Data extracts START
Issue #296, opened 2021-09-29
Release NPM versions of romcal


emagnier:
The `/scripts/` files from romcal v2 are still in the codebase, but they seem not executed anymore.

@pejulian, you worked mainly on them. Can you provide us a bit more information, how they were run... ?

FYI I only removed the auto changelog, because I think a changelog must stay for humans, containing bullet points of new things, modified things, breaking changes... (before it was just a kind-of log of the commit history). 

At least, we must be able to publish new NPM package of romcal (and now, including all its calendar plugins). For the moment, we should make it manual, i.e. a maintainer (e.g. me) have to run this script manually to publish new NPM versions.

And I think it's generally better to keep it manual. So we publish new NPM versions when it's worth it (as `alpha`, `beta`, or `final` release).

I'll try to work on this script in the coming days.

tukusejssirs:
I can’t comment of the `scripts/` folder. However, IMHO automatic publishing of NPM packages based on the branch of each commit might help those who might want to quickly test the latest code and/or who don’t know how to build romcal from source (incl the installation of all the deps, like Node.js).

That said, for now it might be satisfactory to pubish them manually, but I think you should use this time to create a script/program in order to latter use it for automatic publishing, and also for tuning the process. Also I think that GitHub Actions have some kind of NPM publishing built-in.

emagnier:
Thank you for your feedback, but as I already wrote in different places, this is already the goal. I just want to go step by step to ensure we set up the right tooling / CI that address effectively our need. Please be patient ;)

pejulian:
Hi @emagnier , sorry for the late response.

The `scripts/` folder was originally created to house scripts that would be executed by Travis CI. It contains code to automatically bump the version number of the module in `package.json` and also to automated daily branch merges from `master` to `dev`. 

The whole idea was to create some sort of CD process around our code at the time. The process lacks scripts to run tests though. 

Having said that, I think it would make more sense for this process (if still required) to be migrated to GItHub Actions instead; it is more integrated and less convoluted than the scripts we currently have.

emagnier:
Hello @pejulian, thank you for your message, no worry for the delay 😄 

Yes so now it makes sense, I've removed the `.travis.yml` config file at the beginning of my work on romcal `v3`, but didn't pay attention that it also contains the instruction to run most of these scripts.

[...]

PR #332, opened 2021-11-25
New GitHub Action to automatically publish dev versions to NPM

emagnier:
This PR introduces a new GitHub action that automatically publish a new romcal version to NPM, every time a PR is merged into the `dev` branch. This will help to test any latest versions of the `dev` branch, from NPM or even CDN packages.

What does this GitHub Action do:
- It only fires when new commits are added to the `dev` branch, on the `romcal/romcal` repository.
- On an Ubuntu VM (the latest version available):
  - Checkouts the `dev` branch
  - Installs the right Node.js and NPM versions (defined in `package.json`)
  - Updates browsers list used by caniuse and babel (and the romcal build script)
  - Automatically bumps the romcal version, and saves it on the `package.json` (as `x.x.x-dev.x`)
  - Builds romcal and all calendar bundles
  - Runs tests
  - Npm publish romcal and every calendar bundles

I'm taking this opportunity to review the branch and tag names. Until here, we used the traditional `dev`/`test`/`master` branch names, and `alpha`/`beta`/`latest` NPM tag names. @tukusejssirs you suggested a few months ago to align the wordings of these branches/tags. To simplify, I propose to use:
- `dev` branch / `dev` tag (instead of the `alpha` tag)
- `beta` branch / `beta` tag (instead of the `test` branch)
- `latest` branch / `latest` tag (instead of the `master` branch)

Note 1: this PR only contain CI workflow related to the `dev` branch. GitHub Actions for the `beta` and `latest` branches will come later in another PR, and will have a slightly different behavior.

Note 2: the `package.json` version has been updated since I already made a test of this script, and published a new alpha/dev version or romcal to NPM.

Related to #296.

### DIFF
--- a/.github/workflows/dev-publishing.yml
+++ b/.github/workflows/dev-publishing.yml
@@ -27,12 +27,6 @@ jobs:
       - name: Install node.js and npm
         uses: volta-cli/action@v1
 
-      - name: Install npm dependencies
-        run: npm ci --no-audit
-
-      - name: Update browsers list (caniuse)
-        run: npx browserslist@latest --update-db
-
       - name: Automated version bump
         uses: phips28/gh-action-bump-version@master
         with:
@@ -44,6 +38,12 @@ jobs:
           preid: dev
           tag-prefix:  'v'
           commit-message: 'ci: bump version to {{version}}'
+
+      - name: Install npm dependencies
+        run: npm ci --no-audit
+
+      - name: Update browsers list (caniuse)
+        run: npx browserslist@latest --update-db
 
       - name: Build romcal project (romcal + all calendar bundles)
         run: npm run build
--- a/.github/workflows/dev-publishing.yml
+++ b/.github/workflows/dev-publishing.yml
@@ -36,8 +36,8 @@ jobs:
           rc-wording:
           default: prerelease
           preid: dev
-          tag-prefix:  'v'
-          commit-message: 'ci: bump version to {{version}}'
+          skip-commit: 'true'
+          skip-tag:  'true'
 
       - name: Install npm dependencies
         run: npm ci --no-audit
@@ -50,6 +50,18 @@ jobs:
 
       - name: Run tests
         run: npm run test:without-coverage
+
+      - name: Read package.json
+        uses: culshaw/read-package-node-version-actions@v1
+        id: package
+
+      - name: Commit and tag the updated version
+        uses: EndBug/add-and-commit@v7
+        with:
+          message: 'ci: bump version to ${{ steps.package.outputs.version }}'
+          tag: 'v${{ steps.package.outputs.version }}'
+          author_name: ${{ env.GITHUB_USER }}
+          author_email: ${{ env.GITHUB_EMAIL }}
 
       - name: Npm publish a new 'dev' version (romcal + all calendar bundles)
         env:
--- a/.github/workflows/dev-publishing.yml
+++ b/.github/workflows/dev-publishing.yml
@@ -1,0 +1,57 @@
+name: Dev branch publishing
+
+on:
+  push:
+    branches:
+      - dev
+
+jobs:
+  dev_branch_publishing:
+    runs-on: ubuntu-latest
+
+    environment: npm-publish
+
+    if: github.repository == 'romcal/romcal'
+
+    env:
+      CI: true
+      GITHUB_USER: romcalproject
+      GITHUB_EMAIL: romcalproject@gmail.com
+
+    steps:
+      - name: Git checkout dev branch
+        uses: actions/checkout@v2
+        with:
+          ref: dev
+
+      - name: Install node.js and npm
+        uses: volta-cli/action@v1
+
+      - name: Install npm depencancies
+        run: npm ci --no-audit
+
+      - name: Update browsers list (caniuse)
+        run: npx browserslist@latest --update-db
+
+      - name: Automated version bump
+        uses: phips28/gh-action-bump-version@master
+        with:
+          major-wording: 'MajorBump'
+          minor-wording: 'MinorBump'
+          patch-wording: 'PatchBump'
+          rc-wording:
+          default: prerelease
+          preid: dev
+          tag-prefix:  'v'
+          commit-message: 'ci: bumps version to {{version}}'
+
+      - name: Build romcal project (romcal + all calendar bundles)
+        run: npm run build
+
+      - name: Run tests
+        run: npm run test:without-coverage
+
+      - name: Npm publish a new 'dev' version (romcal + all calendar bundles)
+        env:
+          NPM_TOKEN: ${{ secrets.NPM_TOKEN }}
+        run: node -r ts-node/register scripts/publish.ts
--- a/.github/workflows/dev-publishing.yml
+++ b/.github/workflows/dev-publishing.yml
@@ -27,7 +27,7 @@ jobs:
       - name: Install node.js and npm
         uses: volta-cli/action@v1
 
-      - name: Install npm depencancies
+      - name: Install npm dependencies
         run: npm ci --no-audit
 
       - name: Update browsers list (caniuse)
--- a/.github/workflows/dev-publishing.yml
+++ b/.github/workflows/dev-publishing.yml
@@ -43,7 +43,7 @@ jobs:
           default: prerelease
           preid: dev
           tag-prefix:  'v'
-          commit-message: 'ci: bumps version to {{version}}'
+          commit-message: 'ci: bump version to {{version}}'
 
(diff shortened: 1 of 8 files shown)


.github/workflows/dev-publishing.yml
```diff
@@ -0,0 +1,57 @@
...
+    steps:
+      - name: Git checkout dev branch
+        uses: actions/checkout@v2
+        with:
+          ref: dev
+
+      - name: Install node.js and npm
+        uses: volta-cli/action@v1
+
+      - name: Install npm depencancies
```
tukusejssirs:
```suggestion
      - name: Install npm dependencies
```

.github/workflows/dev-publishing.yml
```diff
@@ -0,0 +1,57 @@
...
+      - name: Automated version bump
+        uses: phips28/gh-action-bump-version@master
+        with:
+          major-wording: 'MajorBump'
+          minor-wording: 'MinorBump'
+          patch-wording: 'PatchBump'
+          rc-wording:
+          default: prerelease
+          preid: dev
+          tag-prefix:  'v'
```
tukusejssirs: Do we want to use a prefix? I think it is redundant.

.github/workflows/dev-publishing.yml
```diff
@@ -0,0 +1,57 @@
...
+          commit-message: 'ci: bumps version to {{version}}'
```
tukusejssirs: What about:

```suggestion
          commit-message: 'ci: bump version to {{version}}'
```

.github/workflows/dev-publishing.yml
```diff
@@ -0,0 +1,57 @@
...
+      - name: Git checkout dev branch
+        uses: actions/checkout@v2
+        with:
+          ref: dev
+
+      - name: Install node.js and npm
+        uses: volta-cli/action@v1
+
+      - name: Install npm depencancies
+        run: npm ci --no-audit
```
tukusejssirs: Shouldn’t we install the deps _after_ bumping the version? Although I don’t know how `phips28/gh-action-bump-version@master` works, from my experience, updating the version number in `package.json`/`package-lock.json` after installing the deps, commiting them, removing `node_packages/` and running `npm i` modifies `package-lock.json`.

And I think I am right:

https://github.com/romcal/romcal/blob/139290e71226075a05705b17396b368b6adf7f79/package.json#L3

https://github.com/romcal/romcal/blob/139290e71226075a05705b17396b368b6adf7f79/package-lock.json#L3

Also note that before version bumping I remove `package-lock.json`, but it shoudn’t be necessary.

scripts/publish.ts
```diff
@@ -0,0 +1,55 @@
...
+  } else {
+    console.log(data, '\n');
+  }
+};
+
+(async () => {
+  // Start by publishing the main romcal library
+  console.log(` - Publishing romcal`);
+  const data = await npmPublish({
+    package: path.join(__dirname, '..', 'package.json'),
```
tukusejssirs:
```suggestion
    package: path.join(__dirname, '../package.json'),
```

scripts/publish.ts
```diff
@@ -0,0 +1,55 @@
...
+    access: 'public',
+    token,
+    tag,
+    dryRun,
+  });
+  afterPublish(data);
+
+  // Retrieve the list of all calendar bundles
+  const bundlesBasePath = path.join(__dirname, '..', 'dist', 'bundles');
```
tukusejssirs:
```suggestion
  const bundlesBasePath = path.join(__dirname, '../dist/bundles');
```

.github/workflows/dev-publishing.yml
emagnier: It's just to stay consistent with previous git tags, but it's not mandatory.

.github/workflows/dev-publishing.yml
emagnier: It doesn't matter, since `package-lock.json` isn't embedded in the NPM package. However you are right, it would be more logical to bump the version before running an install. I'll change the step orders.

scripts/publish.ts
emagnier: It's more performant to keep them separated, but ok for the readability.

scripts/publish.ts
emagnier: It's more performant to keep them separated, but ok for the readability.

.github/workflows/dev-publishing.yml
emagnier: In fact, I prefer to keep it. Because a git tag could possibly contain other thing than a version.

.github/workflows/dev-publishing.yml
tukusejssirs: IMO it does matter, but not from the NPM package point of view.

1. We use `npm ci` which [by default uses `package-lock.json` if it exists](https://docs.npmjs.com/cli/v8/commands/npm-ci).
2. As I tried to demonstrate above, we need to _recreate_ `package-json.lock` after version bump and before commiting it. The easiest way is to run `npm i` (or `npm ci` but with `package-lock.json` removed); I tried to manually bump the version in `package-lock.json`, but `package-lock.json` simply gets modified whenever I install the deps in a clean (just cloned) repo. It does not happen when I recreate `package-lock.json` using `npm i`.

scripts/publish.ts
tukusejssirs: I didn’t know it is more performant when we merge three (more) strings instead of two (less) strings. Why is it so?

If it is more performant, I think we should them separated.

.github/workflows/dev-publishing.yml
tukusejssirs: And it might be reasonable to push the commit _after_ successful build and NPM release. What it the build/release for some reason fails?

emagnier: You are right, even if the `package-lock.json` isn't part of the NPM package, it must be updated in the codebase.
However, `phips28/gh-action-bump-version@master` is already taking care of updating it. So we are good 👍 .

And you also pointed out a good point in your last comment: the automated bump should be run just after the test step (to not create a new commit if the build or the tests are failing). I didn't see available options to bump the version without committing, but it seems reasonable to make the bump step just before the publishing step.
The publishing step can fail if the exact same npm version is already published, or if the NPM token isn't correctly set (so the risks are very limited from my point of view).

tukusejssirs: > However, `phips28/gh-action-bump-version@master` is already taking care of updating it. So we are good :+1:.

I didn’t say it does not care of it (I have never ever used that package nor did I test it), but you said you tested this PR prior to sharing it with us and I have found out that the versions in `package.json` and `package-lock.json` differ, therefore I suspect it does not work as expected, but I might be wrong. :man_shrugging:

> the automated bump should be run just after the test step

I think that bumping should be done prior to installing dependences, but _only in `package*.json` files (and potentionally other files), but no commit should be created _until romcal is tested and packages released_.

As I said, I don’t use _any_ package/program to bump versions in my repos. I bump the version manually in `package.json` files, run `npm i`, test, release and if everything was successful, create a new commit. But then, the published packages might not point to the right commit, but I might be wrong.

>  The publishing step can fail if the exact same npm version is already published, or if the NPM token isn't correctly set (so the risks are very limited from my point of view).

I didn’t say the risks are high, but I personally like to be on the safer side if possible. But then, I leave the final decision up to you. :wink:

tukusejssirs: Tell me if you think this PR is ready to be merged. I don’t see other issues with this PR.

tukusejssirs:
> I'm taking this opportunity to review the branch and tag names.

As for the branch/tag names, go on. I don’t really care for the exact naming, but still prefer to use same names for branches and tags, which you already suggest, so do as you wish. :wink:

.github/workflows/dev-publishing.yml
emagnier: > therefore I suspect it does not work as expected

Ok, I understand now, thanks for your patience 😄. In fact, in this PR I've manually updated the version in the `package.json` file, but not in `package-lock.json`. It's now fixed.

Also, I've added a [missing feature](https://github.com/phips28/gh-action-bump-version/pull/139) in the `phips28/gh-action-bump-version` to prevent doing a commit just after the bump. Commit and tagging is now done just before publishing. So if the build or the tests are failing, no commit/tag is pushed to the repo, and the CI workflow is aborted.

If you don't see anything else, I think this PR is ready to be merged.

tukusejssirs (approved):

emagnier:
FYI this CI workflow isn't working yet, since the `dev` branch is protected. 

I need to figure out how to configure it correctly.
Data extracts END
List all lines above in which the string "then" appears.

**Solution for this task:**
As I said, I don’t use _any_ package/program to bump versions in my repos. I bump the version manually in `package.json` files, run `npm i`, test, release and if everything was successful, create a new commit. But then, the published packages might not point to the right commit, but I might be wrong.
I didn’t say the risks are high, but I personally like to be on the safer side if possible. But then, I leave the final decision up to you. :wink:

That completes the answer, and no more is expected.